Each line of the material should be output exactly as shown.

[[ Data in this exercise open ]]

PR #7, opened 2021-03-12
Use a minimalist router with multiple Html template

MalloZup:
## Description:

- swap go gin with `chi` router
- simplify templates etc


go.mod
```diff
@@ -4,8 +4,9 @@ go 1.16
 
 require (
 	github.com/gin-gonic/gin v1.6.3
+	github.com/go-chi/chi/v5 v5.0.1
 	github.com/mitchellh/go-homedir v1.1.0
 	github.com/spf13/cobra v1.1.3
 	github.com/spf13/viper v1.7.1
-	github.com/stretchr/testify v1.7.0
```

[[ Data in this exercise closed ]]

• [Result for this exercise]
PR #7, opened 2021-03-12
Use a minimalist router with multiple Html template

MalloZup:
## Description:

- swap go gin with `chi` router
- simplify templates etc


go.mod
```diff
@@ -4,8 +4,9 @@ go 1.16
 
 require (
 	github.com/gin-gonic/gin v1.6.3
+	github.com/go-chi/chi/v5 v5.0.1
 	github.com/mitchellh/go-homedir v1.1.0
 	github.com/spf13/cobra v1.1.3
 	github.com/spf13/viper v1.7.1
-	github.com/stretchr/testify v1.7.0
```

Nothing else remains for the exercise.